Kenya have invariably and considerably affected and specifically disrupted the connection of the people and their ancestral land, lifestyle and livelihoods.  The indigenous people of Namibia, the San, Nama, Ovahimba, Ovazemba, Ovatjimba and Ovatwa represent about 8% of the country’s total population. History, for this community led to a loss of social relations that had sustained their culture and identity.

This compelled the peoples to choose identities as defined by others who are not themselves.

This was disruptive to the harmonious ways in which the people lived with nature. To reclaim their land, structures of organisation, strange to the peoples themselves, were imposed, obliging them to portray themselves as essentialised cohesive indigenous peoples.

About 10 months ago, in October 2019, the world nearly came to a halt when the Amazon rainforest forest burnt up a storm. Many were concerned about the burning beauty and how the fires would affect Peru and Brazil’s economy, trying to find someone to blame, from the Trump administration, to Non-governmental organisations, to the soy producers in the agricultural businesses in the area.

In all this upheaval, not many people paused to consider the people to whom the rainforest is home – the “uncontacted tribes” (as they are popularly known). There are an estimated 20 million people in eight Amazon countries, who are presently known as “indigenous persons.” The rainforest fires threatened the sacred ways of life of these people, threatening extinction of it.

These are a people who, for many years, have struggled for survival against the rush for gold in their land, made to compete, in importance, with natural resources.

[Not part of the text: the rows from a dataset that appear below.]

PR #3983, opened 2019-07-15
Show error in case of failing to load a shared dashboard

arikfr:

- [x] Other

image

### DIFF
--- a/client/app/pages/dashboards/public-dashboard-page.js
+++ b/client/app/pages/dashboards/public-dashboard-page.js
@@ -1,3 +1,4 @@
+import PromiseRejectionError from '@/lib/promise-rejection-error';
 import logoUrl from '@/assets/images/redash_icon_small.png';
 import template from './public-dashboard-page.html';
 import dashboardGridOptions from '@/config/dashboard-grid-options';
@@ -52,6 +53,8 @@ const PublicDashboardPage = {
         };
 
         this.extractGlobalParameters();
+      }).catch((error) => {
+        throw new PromiseRejectionError(error);
       });
 
       if (refreshRate) {


client/app/pages/dashboards/public-dashboard-page.js
```diff
@@ -52,6 +53,8 @@ const PublicDashboardPage = {
         };
 
         this.extractGlobalParameters();
+      }).catch((error) => {
+        throw new PromiseRejectionError(error);
```
ranbena: Do we have deliberate relevant exceptions where we could insert meaningful error messages to?

arikfr: `PromiseRejectionError` is actually such an exception: https://github.com/getredash/redash/blob/master/client/app/lib/promise-rejection-error.js

ranbena: I mean the `error` we catch - make it's message be meaningful.
"...page cannot be found" is just confusing in this case.

arikfr: What would you expect here?

ranbena: Oh I see there's a relevant error message a few lines above:
https://github.com/getredash/redash/blob/2ca763747a787d8a9af90189953440745fcfa238/client/app/pages/dashboards/public-dashboard-page.js#L45

 BUT it seems to be doing it wrong, as PromiseRejectionError requires
1. `rejection.status !== undefined/404/403`
2. `rejection.data.error = 'the message'`

arikfr: But this is not what this change about. This change about showing a 404 when you use a bad token (either non existing or just invalid).

ranbena: Ok 😭

PR #3964, opened 2019-07-08
[Data Sources] Initial commit for adding Dgraph support

The-Alchemist:
## What type of PR is this? (check all applicable)

- [x] Feature
- [x] New Query Runner (Data Source)

## Description
Adding support for querying [Dgraph](https://dgraph.io).

Feedback welcome!

PR #3987, opened 2019-07-15
[Data Sources] Initial commit for adding Dgraph support

The-Alchemist:

- [x] Feature

## Description
Adding support for querying [Dgraph](https://dgraph.io).

Original PR was #3964


redash/query_runner/dgraph.py
```diff
@@ -0,0 +1,109 @@
...
+            data = json.loads(response_raw.json)
+
+            first_key = next(iter(data.keys()))
+            first_node = data[first_key]
+
+            # grab all the column names
+            column_names = set().union(*first_node)
+            # create a dict for column names in the format that the API wants
+            # the type as 'string' is just a hack for now
+            columns = [{'name': c, 'friendly_name': c, 'type': 'string'} for c in column_names]
```
arikfr: All the values are untyped?

tsl-karlp: > How do queries look like in Dgraph? I mean, what type of query language does it use?

Dgraph uses a variant of GraphQL they call GraphQL+- (https://docs.dgraph.io/query-language/).  The output is JSON.

There might be a syntax highlighter for GraphQL+-.    Should that be part of this PR, or a separate one?


> All the values are untyped?

Unfortunately, there's no type metadata attached to the results, like in most SQL databases.  The only way is check the JSON itself (`typeof`).

tsl-karlp: > All the values are untyped?


Unfortunately, there's no type metadata attached to the results, like in most SQL databases.  The only way is check the JSON itself (`typeof`).

The-Alchemist:
> How do queries look like in Dgraph? I mean, what type of query language does it use?

Dgraph uses a variant of GraphQL they call GraphQL+- (https://docs.dgraph.io/query-language/). The output is JSON.

There might be a syntax highlighter for GraphQL+-. Should that be part of this PR, or a separate one?

redash/query_runner/dgraph.py
The-Alchemist: > All the values are untyped?

Basically.  

Unfortunately, there's no type metadata attached to the results, like in most SQL databases. The only way is check the JSON itself (`typeof`).

redash/query_runner/dgraph.py
```diff
@@ -0,0 +1,160 @@
...
+        # Change the encoding type if needed
+        return s.encode('utf-8')
+
+
+def reduce_item(reduced_item, key, value):
+    """From https://github.com/vinay20045/json-to-csv"""
+    # Reduction Condition 1
+    if type(value) is list:
+        i = 0
+        for sub_item in value:
```
arikfr: You can use `enumerate` here to avoid the need to manually keep track of `i`.

```suggestion
        for i, sub_item in enumerate(value):
```

redash/query_runner/dgraph.py
```diff
@@ -0,0 +1,160 @@
...
+            reduce_item(reduced_item, key+'/'+to_string(i), sub_item)
+            i = i+1
+
+    # Reduction Condition 2
+    elif type(value) is dict:
+        sub_keys = value.keys()
+        for sub_key in sub_keys:
+            reduce_item(reduced_item, key+'/'+to_string(sub_key), value[sub_key])
```
arikfr: To be consistent with other query runners let's use `.` as delimiter here. Also, using unicode object and the `format` function will simplify the code here:

```suggestion
            reduce_item(reduced_item, u'{}.{}'.format(key, sub_key), value[sub_key])
```

redash/query_runner/dgraph.py
```diff
@@ -0,0 +1,160 @@
...
+        return s.encode('utf-8')
+
+
+def reduce_item(reduced_item, key, value):
+    """From https://github.com/vinay20045/json-to-csv"""
+    # Reduction Condition 1
+    if type(value) is list:
+        i = 0
+        for sub_item in value:
+            reduce_item(reduced_item, key+'/'+to_string(i), sub_item)
```
arikfr: As we know what type of `i` is, we can simplify it by:

```suggestion
            reduce_item(reduced_item, u'{}.{}'.format(key, i), sub_item)
```

redash/query_runner/dgraph.py
```diff
@@ -0,0 +1,160 @@
...
+
+    # Reduction Condition 2
+    elif type(value) is dict:
+        sub_keys = value.keys()
+        for sub_key in sub_keys:
+            reduce_item(reduced_item, key+'/'+to_string(sub_key), value[sub_key])
+
+    # Base Condition
+    else:
+        reduced_item[to_string(key)] = to_string(value)
```
arikfr: I would just go with `reduced_item[key] = value` unless `key` might be non string, then I would consider casting it. 

Why convert all the values to strings?

redash/query_runner/dgraph.py
The-Alchemist: done

redash/query_runner/dgraph.py
The-Alchemist: probably just a copy/paste thing.  will test and verify it still works

arikfr:
Merged. Thanks!

PR #5689, opened 2022-01-20
Firebolt integration2

anshulhiran:

- [ ] Refactor
- [ ] Feature
- [x] Bug Fix
- [ ] New Alert Destination
- [ ] Other

## Description
We have moved from firebolt-sqlalchemy adapter to firebolt-sdk. We have made changes in code according to firebolt-sdk package.


rajeshmauryasde:
Hi @susodapop,
I would appreciate it if you could please take a look at the PR and merge it if it looks good.
Thank you.

susodapop (approved):
LGTM.

I checked how the dependency graph looks with this change. The only notable change is that with this PR the query runner no longer required `greenlet`.

susodapop:
Thank you so much for this contribution! Normally I would await confirmation from another tester that this works as desired. However since _you_ wrote the original I can assume it does 😃

rajeshmauryasde:
Thank you very much. :)

PR #5693, opened 2022-01-26
Fix: don't accept password login requests if password auth is disabled

susodapop:

- [x] Bug Fix

## Description

**Before**: When an organisation disables password auth, `login.html` will not render the username and password inputs. But if a user submits a valid login request with correct username and password in the POST data, Redash logs in the user.

**After**: A valid login request including correct username and password will not succeed if the organisation has disabled password login. A warning will be flashed instead.

N/A

Example of the response a user will see if they make a password login attempt when password auth has been disabled.

CleanShot 2022-01-26 at 11 33 46@2x

### DIFF
--- a/redash/handlers/authentication.py
+++ b/redash/handlers/authentication.py
@@ -198,7 +198,8 @@ def login(org_slug=None):
     if current_user.is_authenticated:
         return redirect(next_path)
 
-    if request.method == "POST":
+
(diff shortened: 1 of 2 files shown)


susodapop:
CircleCI build failing due to infra issue on their end, see their [status page](status.circleci.com)

CleanShot 2022-01-26 at 13 23 22@2x

PR #5698, opened 2022-02-01
List pages: move sidebar to the left

susodapop:

- [x] Other

## Description

Now that we use a vertical navbar, it makes sense to place the list view filter sidebar on the same side as the navbar. 

I split this work into small commits, each addressing the particular change. It might be easier to review one-by-one.

N/ A

### Before
CleanShot 2022-02-01 at 08 26 58@2x
CleanShot 2022-02-01 at 08 26 56@2x
CleanShot 2022-02-01 at 08 27 19@2x
CleanShot 2022-02-01 at 08 27 25@2x

### After
CleanShot 2022-02-01 at 08 23 38@2x

CleanShot 2022-02-01 at 08 24 25@2x

CleanShot 2022-02-01 at 08 24 00@2x
CleanShot 2022-02-01 at 08 24 17@2x

### DIFF
--- a/client/app/components/layouts/content-with-sidebar.less
+++ b/client/app/components/layouts/content-with-sidebar.less
@@ -11,7 +11,7 @@
   > .layout-content {
     flex: 1 0 auto;
     width: 75%;
-    order: 0;
+    order: 1;
     margin: 0;
   }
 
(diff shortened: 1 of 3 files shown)


arikfr (approved):
👍 lgtm. Worth waiting a little to see if @kravets-levko will have any feedback on the CSS changes, but otherwise good to go.

Another change to consider in the future: moving the Create button to the left next to the heading.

In Australia, where the indigenous persons have managed to maintain their hunter-gatherer lifestyle into present day, there are about 200 different Aboriginal languages and hundreds of dialects were spoken by the indigenous persons for many years.

The groups, largely language-named, were neither political nor economic entities, ground their identity in much more locally oriented affiliations and memberships.

With a history marred with a cultural erosion, whose trauma still resonates in the present day, the forced assimilation remains the most significant episodic and possibly even epic reference point of these peoples’ forgotten suffering.

It is with interest that one observes that the world’s indigenous peoples occupy the parts of our world which are still as beautiful as I can only imagine paradise is, untouched. It is no mistake that those who are able to resist coloniality are also preservers of nature.

They have stood against capitalism, moderinsation and ideas of good wealth and health, despite great opposition. In a world where efforts are aimed at acquiring more knowledge, acquiring more wealth, this is a call to pause to think, where are you going?

In a world in a constant effort to find itself and relate to the richness of its history, we should, as a matter of fact, honour and celebrate our indigenous peoples.